Yes, people have. The way to go is to use typeclass pattern championed by David MacIver's sbinary and Debasish Ghosh's sjson. Debasish's trilogy
- Scala Implicits : Type Classes Here I Come
- Refactoring into Scala Type Classes
- sjson: Now offers Type Class based JSON Serialization in Scala
are especially useful to all intermediate Scala programmers.
Today, many of the libraries are adopting this methodology including mine scalaxb. See
I've borrowed the naming idea from Scala Collections' CanBuildFrom and named my typeclasses as follows:
trait CanReadXML[A] {
def reads(seq: scala.xml.NodeSeq): Either[String, A]
}
trait CanWriteXML[A] {
def writes(obj: A, namespace: Option[String], elementLabel: Option[String],
scope: NamespaceBinding, typeAttribute: Boolean): NodeSeq
}
trait XMLFormat[A] extends CanWriteXML[A] with CanReadXML[A]
Edit:
Could you explain to me how the framework chooses between "with A" or "with B"?
Using the typeclass pattern, the libraries mixes in neither A nor B.
To take scalaxb for example, it provides a method called scalaxb.fromXML in the package object defined as follows:
def fromXML[A](seq: NodeSeq, stack: List[ElemName] = Nil)
(implicit format: XMLFormat[A]): A = format.reads(seq, stack) match {
case Right(a) => a
case Left(a) => throw new ParserFailure(a)
}
Given that you have XML document, and you want to unmarshal (deserialize) it to ipo.Address object, you would call
scalaxb.fromXML[ipo.Address](<shipTo xmlns="http://www.example.com/IPO">
<name>Foo</name>
<street>1537 Paper Street</street>
<city>Wilmington</city>
</shipTo>)
The Address object stays pure using the typeclass pattern:
case class Address(name: String, street: String, city: String)

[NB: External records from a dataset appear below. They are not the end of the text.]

PR #5427, opened 2025-06-06
[MAINT] identify slow tests

Remi-Gau:
- Closes none

- just a test
- reduce global timeout for all tests
- then mark individual slow test

### DIFF
--- a/.github/workflows/test_with_tox.yml
+++ b/.github/workflows/test_with_tox.yml
@@ -66,7 +66,7 @@ jobs:
         runs-on: ${{ matrix.os }}
 
         strategy:
-            fail-fast: true
+            fail-fast: false
             matrix:
                 description: [latest dependencies]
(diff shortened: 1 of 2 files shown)


.github/workflows/test_with_tox.yml
```diff
@@ -66,7 +66,7 @@ jobs:
         runs-on: ${{ matrix.os }}
 
         strategy:
-            fail-fast: true
+            fail-fast: false
```
```suggestion
            fail-fast: true
```

Remi-Gau:
> The failure seems unrelated.

actually they are: I want to use this PR to detect our slow tests - I am tired of seeing them fail in main, so I am for now giving them 'infinite' amount of time to finish: once this is done we can start working on speeding them up

https://github.com/nilearn/nilearn/actions/runs/15559801681/job/43809010138?pr=5427#step:6:23039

How does the compiler know what to do? The magic is the implicit parameter required by fromXML called implicit format: XMLFormat[A]. This requires that you have XMLFormat[Address] available as an implicit value within the scope where scalaxb.fromXML[ipo.Address](...) is called.

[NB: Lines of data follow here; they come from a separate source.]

PR #5434, opened 2025-06-11
[FIX] Invalid assignment to self in method

DimitriPapadopoulos:
- No need to assign, `self` is modified in-place.

### DIFF
--- a/nilearn/maskers/_utils.py
+++ b/nilearn/maskers/_utils.py
@@ -35,8 +35,6 @@ def sanitize_cleaning_parameters(masker):
     else:
         masker.clean_args_ = masker.clean_args
 
-    return masker
-
 
 def _check_dims(imgs):
     # check dims of one image if given a list
--- a/nilearn/maskers/multi_nifti_masker.py
+++ b/nilearn/maskers/multi_nifti_masker.py
@@ -284,7 +284,7 @@ class MultiNiftiMasker(NiftiMasker):
             "hover over the displayed image."
         )
 
-        self = sanitize_cleaning_parameters(self)
+        sanitize_cleaning_parameters(self)
 
         self.mask_img_ = self._load_mask(imgs)
 
--- a/nilearn/maskers/nifti_labels_masker.py
+++ b/nilearn/maskers/nifti_labels_masker.py
@@ -516,7 +516,7 @@ class NiftiLabelsMasker(BaseMasker):
                 f"parameter: {self.resampling_target}"
             )
 
-        self = sanitize_cleaning_parameters(self)
+        sanitize_cleaning_parameters(self)
 
         self._report_content = {
             "description": (
--- a/nilearn/maskers/nifti_maps_masker.py
+++ b/nilearn/maskers/nifti_maps_masker.py
@@ -404,7 +404,7 @@ class NiftiMapsMasker(BaseMasker):
                 "Set resampling_target to something else or provide a mask."
             )
 
-        self = sanitize_cleaning_parameters(self)
+        sanitize_cleaning_parameters(self)
 
         self._report_content = {
             "description": (
--- a/nilearn/maskers/nifti_masker.py
+++ b/nilearn/maskers/nifti_masker.py
@@ -444,7 +444,7 @@ class NiftiMasker(BaseMasker):
         if getattr(self, "_shelving", None) is None:
             self._shelving = False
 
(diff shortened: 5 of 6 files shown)


Remi-Gau:
hmm not sure about this: having the modification made explicit seems better to me

DimitriPapadopoulos:
Assigning to `self` or `cls` is bad style and should be avoided.

Remi-Gau:
> Assigning to `self` or `cls` is bad style and should be avoided.

can you explain a bit more so I don't just remember the rule but remember the reason for the rule?

Remi-Gau:
> > Assigning to `self` or `cls` is bad style and should be avoided.
> 
> can you explain a bit more so I don't just remember the rule but remember the reason for the rule?

from ruff ?

https://docs.astral.sh/ruff/rules/self-or-cls-assignment/

Given that sanitize_cleaning_parameters will be simplified (probably even removed) after 0.13 to only act on masker.clean_args_ I would suggest that we can live it till then.

DimitriPapadopoulos:
From [Is it safe to replace a self object by another object of the same type in a method?](https://stackoverflow.com/questions/1216356/is-it-safe-to-replace-a-self-object-by-another-object-of-the-same-type-in-a-meth):
> It is unlikely that replacing the `self` variable will accomplish whatever you're trying to do, that couldn't just be accomplished by storing the result of `func(self)` in a different variable. `self` is effectively a local variable only defined for the duration of the method call, used to pass in the instance of the class which is being operated upon. Replacing self will not actually replace references to the original instance of the class held by other objects, nor will it create a lasting reference to the new instance which was assigned to it.

So assigning to `self` is deceiving: it "explicitly" pretends that the class instance referred to by `self` is modified by the assignment - but it is not. What does modify the class instance is the `sanitize_cleaning_parameters()` call.

DimitriPapadopoulos:
See also [Why is `self` in Python objects immutable?](https://stackoverflow.com/questions/1015592/why-is-self-in-python-objects-immutable#1015602)

Remi-Gau:
ok then I would suggest inlining sanitize_cleaning_parameters so we can get rid of it

DimitriPapadopoulos:
What do you mean by inlining the function? Function [nilearn/maskers/_utils.sanitize_cleaning_parameters](https://github.com/nilearn/nilearn/blob/4e33f641a62c1634f7540fd100f8ebe8c3889dd7/nilearn/maskers/_utils.py#L7-L38) is quite complex.

Remi-Gau:
> What do you mean by inlining the function? Function [nilearn/maskers/_utils.sanitize_cleaning_parameters](https://github.com/nilearn/nilearn/blob/4e33f641a62c1634f7540fd100f8ebe8c3889dd7/nilearn/maskers/_utils.py#L7-L38) is quite complex.

https://refactoring.com/catalog/inlineFunction.html


instead of 

```python
self = sanitize_cleaning_parameters(self)
```

let's do:

```python
# TODO remove this if block when bumping to version >0.13
if hasattr(self, "clean_kwargs"):
    if self.clean_kwargs:
        tmp = [", ".join(list(self.clean_kwargs))]
        warnings.warn(
            f"You passed some kwargs to {self.__class__.__name__}: "
            f"{tmp}. "
            "This behavior is deprecated "
            "and will be removed in version 0.13.2.",
            DeprecationWarning,
            stacklevel=find_stack_level(),
        )
        if self.clean_args:
            raise ValueError(
                "Passing arguments via 'kwargs' "
                "is mutually exclusive with using 'clean_args'"
            )
    self.clean_kwargs_ = {
        k[7:]: v
        for k, v in masker.clean_kwargs.items()
        if k.startswith("clean__")
    }

if self.clean_args is None:
    masker.clean_args_ = {}
else:
    self.clean_args_ = masker.clean_args
```

DimitriPapadopoulos:
But the function is complex and used in 5 different files. I don't think it's a good idea to duplicate code.

I don't see a problem with a function that modifies a class instance in-place, like the [list.sort](https://docs.python.org/3/library/stdtypes.html#list.sort) method. The behaviour can be documented if needed.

This made available in the code generated by scalaxb because it mixes in XMLProtocol into the package object of ipo package. And ipo.XMLProtocol defines
implicit lazy val IpoAddressFormat: scalaxb.XMLFormat[ipo.Address] = new DefaultIpoAddressFormat {}
Edit2:
I think I am starting to understand the actual question. You have an object consisting of trait mixins, and you want to somehow "deserialize" the trait composition on other process. As you wrote, you could include some tag for each traits, and load whatever you can.
Since I've written so far on typeclass pattern, let me continue with the approach. The neat thing about having serialization code outside of the object is that you could actually describe mixin combination of the object. Suppose there are traits
trait Foo { def foo: Int }
trait Bar { def bar: Int }
and you want to describe the mixin as <obj><foo>1</foo><bar>2</bar></obj>.
Here's a gist I whipped up.
I defined typeclass instance for Foo, Bar, and Foo with Bar, and called
Def.fromXML[Foo with Bar](<obj><foo>1</foo><bar>2</bar></obj>)
which returned
Right(FooWithBar(1, 2))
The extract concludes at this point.